If you’re taking any prescription or over-the-counter medication, you’ll typically have the chance to disclose this to the Medical Review Officer (MRO) who reviews positive results. The confirmatory GC-MS test will also distinguish between the actual drug and a cross-reacting medication, so a false positive on the initial screen rarely becomes a final positive result.
Urine vs. Hair Testing
Urine is by far the most common specimen for a 5-panel test, but some employers opt for hair testing instead. The key difference is the detection window. Urine captures recent use, typically within the past 1 to 7 days depending on the substance. Hair testing looks back roughly 90 days, making it much better at identifying patterns of use over time.
Hair testing also catches more positives overall. One study of transportation job candidates found that hair testing detected drug use in 9% of applicants compared to just 2% by urine. Hair is particularly effective for cocaine and opioids, where it reveals significant amounts of unreported use that urine screening misses entirely. Urine, on the other hand, is better at catching very recent cannabis use, since THC doesn’t incorporate into hair as reliably, especially with light or occasional use.
What Happens With a Dilute Sample
Drinking excessive amounts of water before a test can dilute your urine enough to affect results. Labs check for this by measuring two markers: creatinine concentration and specific gravity. Normal urine creatinine levels are at or above 20 mg/dL, and specific gravity falls between roughly 1.0020 and 1.0200.
If both values come in lower than expected, your sample is flagged as “dilute.” This doesn’t automatically mean you failed, but your employer may require you to retest. If the values are so low they’re inconsistent with human urine altogether, the sample is classified as “substituted,” which is treated more seriously and often handled the same as a refusal to test.

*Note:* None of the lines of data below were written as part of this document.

PR #101, opened 2018-11-27
Pytest subsetting

greenape:
Converts the tests for subsetting and numeric subsetting to pytest form.


flowmachine/tests/test_subsetting.py
```diff
@@ -6,251 +6,241 @@
...
+    flowmachine.SubscriberFeature allows for getting items
+    """
+    rog = RadiusOfGyration("2016-01-01", "2016-01-03")
+    dl = daily_location("2016-01-03")
+    single_subscriber = list(get_dataframe(dl).head(8).subscriber)[3]
+    sub = get_dataframe(rog[single_subscriber])
+    assert set(sub.subscriber) == {single_subscriber}
+
+
+def test_calling_parent_does_break_subsetting(get_dataframe):
```
maxalbert: Hmm, I'm not sure I see how this test checks that subsetting is _broken_. Doesn't it check that it works, or am I misinterpreting the test?

greenape: I do believe there should be a not in there now you mention it!

PR #116, opened 2018-11-28
Convert subscriber location cluster tests to pytest

greenape:
Converts the tests for Hartigan clustering to pytest form.


flowmachine/tests/test_subscriber_location_cluster.py
```diff
@@ -78,203 +77,171 @@ def _geo_augmented_query(self):
...
+    """
+    Test whether a call threshold above 1 limits the number of clusters.
+    """
+    cd = CallDays("2016-01-01", "2016-01-04", level="versioned-site")
+
+    hartigan = HartiganCluster(cd, 50)
+    har_df = hartigan.to_geopandas()
+    assert any(har_df.calldays == 1)
+    har_df = get_dataframe(HartiganCluster(cd, 50, call_threshold=2))
+    assert all(har_df.calldays > 1)
```
jch1g10: Is this correct? It appears to be the opposite of the old assertion.

greenape: So it does.. Looking at the original test tho, it is actually broken - the second assert isn't about the Dataframe produced in the test.

PR #129, opened 2018-11-30
Display error messages helpfully on user details screen

### LINKED ISSUE #127: FlowAuth user details screen error messages
Subcategory of #54.

The FlowAuth user details screen should display an error message when attempting to change the password if any of the details entered are incorrect, or something unexpected happened behind the scenes. Additionally, a success message should be displayed when the password is successfully changed.

jch1g10:
Closes #127

### I have:

### Description

* Display error dialog on user details screen
* Define a snackbar component for displaying messages
* Display a success snackbar on successful password change
* Change behaviour so that user is not logged out after changing password
* Refactor `api.js`
* Turn password change component into a form, so that it will prompt when an input is empty
* Add a new FlowAuth API route to check whether user is signed in
* Check whether user is signed in when `App` component mounts
* Rewrite functions as arrow functions to remove the need to `.bind()` them in the constructor
* Add Cypress tests for user details screen, and command to reset demo data before each test
* Fix a few warnings about deprecated variants of Material UI components

@greenape


flowauth/frontend/src/UserAdminDetails.js
```diff
@@ -117,7 +117,7 @@ class UserAdminDetails extends React.Component {
     return (
       <React.Fragment>
         <Grid xs={12}>
-          <Typography variant="headline" component="h1">
```
greenape: This is because headline etc. are deprecated, right? Do we need to [explicitly turn on the hx variants](https://material-ui.com/style/typography/#migration-to-typography-v2)?

flowauth/frontend/src/App.js
```diff
@@ -1,47 +1,53 @@
...
-  login(is_admin) {
+  setLoggedIn = (is_admin) => {
     this.setState({
       loggedIn: true,
       is_admin: is_admin
     });
   }
   componentDidCatch(error, info) {
     console.log(error);
+    logout();
```
greenape: Why not just call `this.logout()` here? Doing the same thing.

flowauth/backend/flowauth/login.py
```diff
@@ -30,6 +30,18 @@ def signin():
     raise Unauthorized("Incorrect username or password.")
 
 
+@blueprint.route("/is_signed_in")
+def is_signed_in():
```
greenape: Couldn't this be simplified by making it an `@login_required` route (so, you get a 401 if you aren't logged in, and a 200 `{"logged_in":True, "is_admin":bool(current_user.is_admin)}`?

Legal Protections for Employees
Federal law doesn’t ban workplace drug testing, but several laws shape how employers can use it. The Americans with Disabilities Act prevents employers from discriminating against people who have a history of substance use and have sought treatment. You can’t legally be fired, refused a job, or passed over for promotion simply because you previously had a substance use issue or enrolled in a rehabilitation program.

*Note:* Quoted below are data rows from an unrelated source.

PR #162, opened 2018-12-17
Config for mergify

greenape:
This should turn on automatic merging of PRs, using https://mergify.io

If I've got the config right, this should: 

1. Automerge any PRs from Dependabot that pass CI
1. Automerge PRs with an approving review, that pass all the status checks, and are tagged with a 'ready-to-merge' label
1. Delete the branch after merging

### DIFF
--- a/.mergify.yml
+++ b/.mergify.yml
@@ -1,0 +1,28 @@
+pull_request_rules:
+  - name: automatic merge for Dependabot pull requests on master
+    conditions:
+      - author=dependabot[bot]
+      - status-success=continuous-integration/travis-ci/pr
+      - status-success=run_build_pipeline
+      - base=master
+    actions:
+      merge:
+        method: rebase
+        strict: true
+  - name: Automatic merge for approved PRs labelled as ready
+    conditions:
+      - base=master
+      - "#approved-reviews-by>=1"
+      - label=ready-to-merge
+      - status-success=codecov/project
+      - status-success=run_build_pipeline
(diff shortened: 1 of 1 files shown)


.mergify.yml
```diff
@@ -0,0 +1,28 @@
+pull_request_rules:
+  - name: automatic merge for Dependabot pull requests on master
+    conditions:
+      - author=dependabot[bot]
+      - status-success=continuous-integration/travis-ci/pr
+      - status-success=run_build_pipeline
+      - base=master
+    actions:
+      merge:
+        method: rebase
```
maxalbert: Are we sure that any PRs can always be merged with a rebase? Do we need a [rebase_fallback](https://doc.mergify.io/actions.html#merge) setting?

maxalbert:
@greenape Do you know what happens if these settings are _almost_ right but fail for some PR in the future because of a corner case? Will mergify simply fail and we can merge the PR manually and tweak the rules accordingly?

greenape:
I think that's the gist of it - we can always override mergify, and tweak as necessary.

.mergify.yml
greenape: Doubtless a good idea..

greenape: Sounds like it defaults to merge actually, so let's leave it as and take action should it break.

maxalbert:
Quick afterthought: I assume mergify will execute the rules in order. Is it worth swapping the rules so that our own PRs take priority over automated ones from dependabot?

Employers also can’t single out specific employees for testing based on physical symptoms that could indicate a disability rather than intoxication. Slurred speech, disorientation, and coordination problems can result from medical conditions, and targeting someone for testing based on these signs alone could constitute discrimination.
State laws add another layer of complexity. Some states restrict when employers can test (pre-employment only, reasonable suspicion, post-accident), limit the consequences of a positive result, or require employers to maintain specific drug-free workplace policies. Rules around marijuana testing have shifted particularly fast, with several states now prohibiting employers from testing for THC or penalizing employees for off-duty cannabis use.